▶ **EXERCISE**:
Pull out each line of the data that includes the word "bugs".

----- DATASET CONTENT

Issue #153, opened 2019-05-27
Bug / Reply format broken when too many new lines|ws? in <mx-reply>


BillCarsonFr:
This displays correctly

`<mx-reply><blockquote><a href=\"https://matrix.to/#/!ybTPiZFJfZqybWGFeU:matrix.org/$1558973971435611GBlYs:matrix.org\">In reply to</a><a href=\"https://matrix.to/#/@valere35:matrix.org\">@valere35:matrix.org</a><br /><p>copy cou</p>\n</blockquote></mx-reply>ok
`

But not this:

`<mx-reply>\n              <blockquote>\n                <a href=\"https://matrix.to/#/!ybTPiZFJfZqybWGFeU:matrix.org/$1558973683434084MSYOS:matrix.org\">In reply to</a>\n                <a href=\"https://matrix.to/#/@valere35:matrix.org\">@valere35:matrix.org</a>\n                <br />\n                <p>Bonjour</p>\n\n              </blockquote>\n            </mx-reply>\n            salut
`
<img width="234" alt="image" src="https://user-images.githubusercontent.com/9841565/58431167-dc48ce80-80ac-11e9-9794-78b6366fd135.png">

tulir:
Caused by #350 (RiotX uses a markdown parser for HTML rendering) and would technically be fixed by #174 (RiotX doesn't render replies properly, but instead just displays the fallback)

dud1337:
This can be closed

kittykat:
@dud1337 thank you for going through and commenting on issues which have been resolved. If you come across any more that need closing, please feel welcome to tag me in your comment so that I get notifications!

PR #4541, opened 2021-11-22
Fix reply and quote newlines

### LINKED ISSUE #4540: Fix newlines in replies and quotes.
Steps:
1. Reply to or Quote a message
2. In the text include new lines

Expected: Newlines are  respected in the output, as rendered by each client.
Observed: newlines in both the new body and the content of the referenced/quoted message were missing the newlines.

langleyd:
Fixes #4540 

Updated in this PR:
- Adds `force` param to MarkdownParser to skip the check to detect markdown.
- Users the force flag for replies where were know we always want to send the formatted body html.
- Updated the Quote action to use the Markdown parser. I added the quote action to the `DefaultSendService` rather than the `DefaultRelationService` as quotes don't actually create a relationship, just take the original content for a new message. Happy to update that though if preferred the other way.
- I've added a "simple" commonmark parser that only enables BlockQuotes but not other block parsers(lists etc). It will also enables inline parsing such as bold italic(which are not easy to disable). This simple parser gets used specifically for replies and quotes wether the Markdown preference is enabled by the user or not. This will mean that bold, italic, etc markdown will get rendered for quotes and replies, but I think this is probably a lesser evil than quotes and replies not rendering correctly.


matrix-sdk-android/src/main/java/org/matrix/android/sdk/api/session/room/send/SendService.kt
```diff
@@ -56,6 +56,16 @@ interface SendService {
...
 
+    /**
+     * Method to quote an events content.
+     * @param quotedEvent The event to which we will quote it's content.
+     * @param text the text message to send
+     * @param msgType the message type: MessageType.MSGTYPE_TEXT (default) or MessageType.MSGTYPE_EMOTE
+     * @param autoMarkdown If true, the SDK will generate a formatted HTML message from the body text if markdown syntax is present
+     * @return a [Cancelable]
+     */
+    fun sendQuotedTextMessage(quotedEvent: TimelineEvent, text: String, autoMarkdown: Boolean = false): Cancelable
```
bmarty, line 67: There is a problem with our current "Quote" action on Element Android. User should be able to edit the quoted text, as per EleWeb.
I should create an issue about it, if it does not exist yet.

So I'm not sure that this new API is necessary.

bmarty (commented):
Thanks for the PR. I do not see any problem, will do some test once the CI has built the APK

langleyd:
Moved the PR back to draft as some of my test cases failed also. Will probably update again.

ouchadam:
@langleyd will this also fix https://github.com/vector-im/element-android/issues/153 ?

langleyd:
Replies and quotes need some markdown parsing to render correctly. I've added a "simple" commonmark parser that only enables `BlockQuotes` but not other block parsers(lists etc). It will also enables inline parsing such as bold italic(which are not easy to disable). This simple parser gets used specifically for replies and quotes wether the Markdown preference is enabled by the user or not. This will mean that bold, italic, etc markdown will get rendered for quotes and replies, but I think this is probably a lesser evil than quotes and replies not rendering correctly.

In future we could invest more in either making improvements to commonmark or exploring alternatives to have more fine-grained control over markdown parsing.

matrix-sdk-android/src/main/java/org/matrix/android/sdk/api/session/room/send/SendService.kt
langleyd: Editable quotes won't really work with the markdown preference disabled. As it's kind of like any other message at that point and we won't parse the block quote. Maybe we could further explore having a simple/advanced mode and explore further can we can more fine grained control over commonmark or another parser.

matrix-sdk-android/src/main/java/org/matrix/android/sdk/internal/session/room/send/LocalEchoEventFactory.kt
```diff
@@ -198,20 +198,23 @@ internal class LocalEchoEventFactory @Inject constructor(
...
                                  newBodyText: String,
-                                 newBodyAutoMarkdown: Boolean,
                                  msgType: String,
                                  compatibilityText: String): Event {
         val permalink = permalinkFactory.createPermalink(roomId, originalEvent.root.eventId ?: "", false)
         val userLink = originalEvent.root.senderId?.let { permalinkFactory.createPermalink(it, false) } ?: ""
 
         val body = bodyForReply(originalEvent.getLastMessageContent(), originalEvent.isReply())
+        // As we always supply formatted body for replies we should force the MarkdownParser to produce html.
+        val newBodyFormatted = markdownParser.parse(newBodyText, force = true, advanced = false).takeFormatted()
```
ouchadam, line 208: do you think it's worth extracting the `replyFormatted` creation to avoid the little bits of duplication?https://github.com/vector-im/element-android/pull/4541/files#diff-1576cc22a9d563668ce8071b61b51151ea136025431174a7195872e8e52b4d75R398

vector/src/main/java/im/vector/app/features/home/room/detail/composer/MessageComposerViewModel.kt
```diff
@@ -408,29 +406,13 @@ class MessageComposerViewModel @AssistedInject constructor(
                     popDraft()
                 }
                 is SendMode.Quote   -> {
-                    val messageContent = state.sendMode.timelineEvent.getLastMessageContent()
```
ouchadam, line 411: :100: for lifting this out!

ouchadam (approved):
LGTM :100: (small comment about extracting some duplication but not a blocker)

matrix-sdk-android/src/main/java/org/matrix/android/sdk/internal/session/room/send/MarkdownParser.kt
```diff
@@ -27,7 +28,8 @@ import javax.inject.Inject
  * If any change is required, please add a test covering the problem and make sure all the tests are still passing.
  */
 internal class MarkdownParser @Inject constructor(
-        private val parser: Parser,
+        private val advancedParser: Parser,
+        @SimpleCommonmarkParser private val simpleParser: Parser,
```
bmarty, line 32: For parity do you think it's worth creating a AdvancedCommonmarkParser annotation class?

bmarty (approved):
LGTM

bmarty (changes requested):
The tests are not compiling, can you handle that please @langleyd ?

```
 e: /home/runner/work/element-android/element-android/matrix-sdk-android/src/androidTest/java/org/matrix/android/sdk/internal/session/room/send/MarkdownParserTest.kt: (53, 13): Type mismatch: inferred type is HtmlRenderer! but Parser was expected

e: /home/runner/work/element-android/element-android/matrix-sdk-android/src/androidTest/java/org/matrix/android/sdk/internal/session/room/send/MarkdownParserTest.kt: (54, 13): Type mismatch: inferred type is TextPillsUtils but HtmlRenderer was expected
e: /home/runner/work/element-android/element-android/matrix-sdk-android/src/androidTest/java/org/matrix/android/sdk/internal/session/room/send/MarkdownParserTest.kt: (62, 5): No value passed for parameter 'textPillsUtils'
```

Thanks

bmarty (approved):
LGTM

langleyd:
Just came back to fix this and found you cleaned up my mess 😳. Thanks @bmarty !

PR #4548, opened 2021-11-23
Voice related sealed class cleanup

ouchadam:
Extracted from #4527 

- Renames the `UserDraft` and `SendMode` child class names to `CamelCase`
- Removes unused base properties from the sealed classes
- Switches sealed classes to interfaces to help enforce no base properties


bmarty (approved):
LGTM, thanks!

PR #4556, opened 2021-11-24
Supporting rotation during voice recordings

### LINKED ISSUE #4067: Voice Message stops recording on Phone Rotation
### Steps to reproduce

1. Starting a voice Message
2. Rotate the device

### What did you expect?
Voice Message continues
### What happened?
Voice Message stops to record

### Your phone model

Xiaomi Redmi Not 7

### Operating system version

Android 11

Element 1.2.2

### Homeserver

hs.obco.pro

No

ouchadam:
Fixes #4067 Allows the device to rotate whilst recording a voice message

- Makes the `VoiceMessagePlaybackTracker` a singleton to avoid losing any state on activity destruction (means we need to be extra careful with releasing the listeners)
- Holds onto the recording start time in order to maintain the current recording length after rotation
- Checks if the device is actively recording a voice message and going through a configuration change, if so we don't stop the recording or save any drafts

| BEFORE | AFTER |
| --- | --- |
|before-vm-rotation|after-vm-rotation

### DIFF
--- a/vector/src/main/java/im/vector/app/core/time/Clock.kt
+++ b/vector/src/main/java/im/vector/app/core/time/Clock.kt
@@ -1,0 +1,29 @@
+/*
+ * Copyright (c) 2021 New Vector Ltd
+ *
+ * Licensed under the Apache License, Version 2.0 (the "License");
+ * you may not use this file except in compliance with the License.
+ * You may obtain a copy of the License at
+ *
+ *     http://www.apache.org/licenses/LICENSE-2.0
+ *
+ * Unless required by applicable law or agreed to in writing, software
+ * distributed under the License is distributed on an "AS IS" BASIS,
+ * WITHOUT WARRANTIES OR CONDITIONS OF ANY KIND, either express or implied.
+ * See the License for the specific language governing permissions and
+ * limitations under the License.
+ */
+
+package im.vector.app.core.time
+
+import javax.inject.Inject
+
+interface Clock {
+    fun epochMillis(): Long
+}
+
+class DefaultClock @Inject constructor() : Clock {
+    override fun epochMillis(): Long {
+        return System.currentTimeMillis()
+    }
+}
--- a/vector/src/main/java/im/vector/app/core/time/Clock.kt
+++ b/vector/src/main/java/im/vector/app/core/time/Clock.kt
@@ -23,6 +23,13 @@ interface Clock {
 }
 
 class DefaultClock @Inject constructor() : Clock {
+
+    /**
+     * Provides a UTC epoch in milliseconds
+     *
+     * This value is not guaranteed to be correct with reality
+     * as a User can override the system time and date to any values.
+     */
     override fun epochMillis(): Long {
         return System.currentTimeMillis()
     }
--- a/vector/src/main/java/im/vector/app/features/home/room/detail/composer/voice/VoiceMessageRecorderView.kt
+++ b/vector/src/main/java/im/vector/app/features/home/room/detail/composer/voice/VoiceMessageRecorderView.kt
@@ -105,32 +105,35 @@ class VoiceMessageRecorderView @JvmOverloads constructor(
 
     fun render(recordingState: RecordingUiState) {
         if (lastKnownState == recordingState) return
-        lastKnownState = recordingState
         when (recordingState) {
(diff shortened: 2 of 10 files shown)


vector/src/main/java/im/vector/app/features/home/room/detail/composer/voice/VoiceMessageRecorderView.kt
```diff
@@ -158,22 +162,23 @@ class VoiceMessageRecorderView @JvmOverloads constructor(
         dragState = newDragState
     }
 
-    private fun startRecordingTicker() {
+    private fun startRecordingTicker(startFromLocked: Boolean, startAt: Long) {
+        val startMs = ((System.currentTimeMillis() - startAt)).coerceAtLeast(0)
```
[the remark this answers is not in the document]
bmarty: Good idea!

bmarty (approved):
LGTM, I did not test it though.

vector/src/main/java/im/vector/app/features/home/room/detail/composer/voice/VoiceMessageRecorderView.kt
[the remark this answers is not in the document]
ouchadam: added https://github.com/vector-im/element-android/pull/4556/commits/7d2c8e687392c06111c8a527eaf38ccf1a8af455

vector/src/main/java/im/vector/app/core/time/Clock.kt
```diff
@@ -0,0 +1,29 @@
...
+
+import javax.inject.Inject
+
+interface Clock {
+    fun epochMillis(): Long
+}
+
+class DefaultClock @Inject constructor() : Clock {
+    override fun epochMillis(): Long {
+        return System.currentTimeMillis()
```
bmarty, line 27: A bit out of scope of this PR, but we will probably want to replace all `System.currentTimeMillis()` usages by this new Clock?

vector/src/main/java/im/vector/app/core/time/Clock.kt
```diff
@@ -0,0 +1,29 @@
...
+ * See the License for the specific language governing permissions and
+ * limitations under the License.
+ */
+
+package im.vector.app.core.time
+
+import javax.inject.Inject
+
+interface Clock {
+    fun epochMillis(): Long
```
bmarty, line 22: It's worth noting that the current impl rely on the system date, which can be set by the user (and at any time).
This can lead to bugs...
Also when the clock change automatically (Winter?Summer time) we can have bugs (my experience is talking here).

bmarty (approved):
Thanks for the update. 2 more remarks but you can merge the PR whenever you want.

vector/src/main/java/im/vector/app/core/time/Clock.kt
ouchadam: unless we use a server time is there a way to avoid this? analytics SDKs will rely on a mix of server _received at_ timestamps and client _sent at_

the `currentTimeMillis` epoch is UTC, unless a user sets a custom time using their local time (eg UTC+11) but with UTC+0 timezone :sweat_smile:   

it's becoming rarer for users to misconfigure their time due to automatic network times and a lot apps/websites start complaining about SSL errors if the current time/date is wildly wrong

vector/src/main/java/im/vector/app/core/time/Clock.kt
ouchadam: :100: that would be the dream! I'll create an issue

vector/src/main/java/im/vector/app/core/time/Clock.kt
ouchadam: https://github.com/vector-im/element-android/pull/4556/commits/fdfac8d20acad014090c90413476e3d7328ce1c7

vector/src/main/java/im/vector/app/core/time/Clock.kt
ouchadam: https://github.com/vector-im/element-android/issues/4562

marclaporte:
I have this issue on Element v1.4.32 (2022-08-10) from F-Droid.

PR #4559, opened 2021-11-24
Analytics

bmarty:
### Content

Analytics framework is set up.
No event is tracked yet, but could by nice to handle that in another PR to let other developer add their analytics Events.

Analytics Optin screen will be displayed for every users when the home screen is displayed for the first time (so either after the first sigin/signup, or after an upgrade of the application).

### Opt in screen

|Dark|Light|
|-|-|
|image|image|

### New section in settings

image

### This PR also contain a debug screen, only accessible on debug build:

image

### TODO

- [x] Iterate on the design for opt in (waiting for @amshakal)
- [ ] Update the policy link (waiting for @deniseal)
- [x] Show the opt in screen from the setting, rather than just having a switch (I am on it).


.github/workflows/sync-from-external-sources.yml
```diff
@@ -70,4 +70,27 @@ jobs:
...
+  sync-analytics-plan:
+    runs-on: ubuntu-latest
+    # Skip in forks
+    if: github.repository == 'vector-im/element-android'
+    steps:
+      - uses: actions/checkout@v2
+      - name: Run analytics import script
+        run: ./tools/import_analytic_plan.sh
+      - name: Create Pull Request for analytics plan
+        uses: peter-evans/create-pull-request@v3
```
ouchadam, line 84: another possibility is to `.jar` the generated output as part of the schema repository and upload to github packages, that way dependabot can handle updates and we can ensure the generated artifact compiles in isolation

vector/src/main/java/im/vector/app/features/analytics/AnalyticsConfig.kt
```diff
@@ -0,0 +1,51 @@
...
+
+data class AnalyticsConfig(
+        val postHogHost: String,
+        val postHogApiKey: String
+) {
+    companion object {
+        /**
+         * Read the analytics config from the Build config
+         */
+        fun getConfig(): AnalyticsConfig? {
```
ouchadam, line 31: not for this PR, eventually we might want to wrap and inject the `BuildConfig` rather than directly accessing it (will enable the config to be shared across modules)

.github/workflows/sync-from-external-sources.yml
bmarty: Yes, @pixlwave told me about that possibility. It's probably a cleaner solution, but I have never done that before 🙈

ouchadam (approved):
from what I can tell, this looks good to me (assuming the tracking coming through!)

vector/src/main/java/im/vector/app/features/analytics/AnalyticsConfig.kt
bmarty: I have updated the way developer can configure the analytics in c1438f0a65758d79581bd999e367113b8001cf1a

bmarty:
Updated opt-in screen layout

image

amshakal (approved):

bmarty:
@amshakal 

|7'' tablets|10'' tablets|
|-|-|
|image|image|

We can iterate on the max width for CTA buttons and text block in a dedicated PR, since it will impact other screens of the app.

amshakal:
Thanks for sharing these. This is looking good, I just have two comments:
1. For larger screens, can we increase the padding on left and right of the text, since we have all this vertical space. This will make it easier to read.
2. For the button, would it be more helpful to have % of screen it should cover or pixels? I think capping to 600px for portrait and 800px for landscape mode might work. This works out to be around 60% i.e. the button width is 60% of the screen width. There doesn't seem to be a set guidelines for buttons on tablet.

bmarty:
@amshakal I have added code to limit the width of the content on tablet. We can iterate later for a proper way to support tablet across the whole code base.

amshakal:
Thanks Benoit! I had a discussion with the design team about tablet designs and the plan is to take it up in the new year and have it be included in the design system.

Issue #4488, opened 2021-11-17
Listening for notification still displayed after sign out, just clicked on it


bmarty:
https://github.com/matrix-org/element-android-rageshakes/issues/27987

bmarty:
<img width="487" alt="image" src="https://user-images.githubusercontent.com/3940906/142685835-c36244fd-6b66-4061-9b89-4e763e91ba18.png">

bmarty:
Fixed in 1.3.9

PR #4565, opened 2021-11-26
Dismissing Fdroid variant `Listening for notifications` on sign out

ouchadam:
Fixes https://github.com/vector-im/element-android/issues/4488

- Stops the guard service on clearActiveSession (sign out), the service is already tied to `setActiveSession` 

| BEFORE | AFTER |
| --- | --- |
|before-signout-notifications|after-signout-notification


bmarty (approved):
LGTM, thanks!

----------

▶ **WRITTEN SOLUTION**:
This can lead to bugs...
Also when the clock change automatically (Winter?Summer time) we can have bugs (my experience is talking here).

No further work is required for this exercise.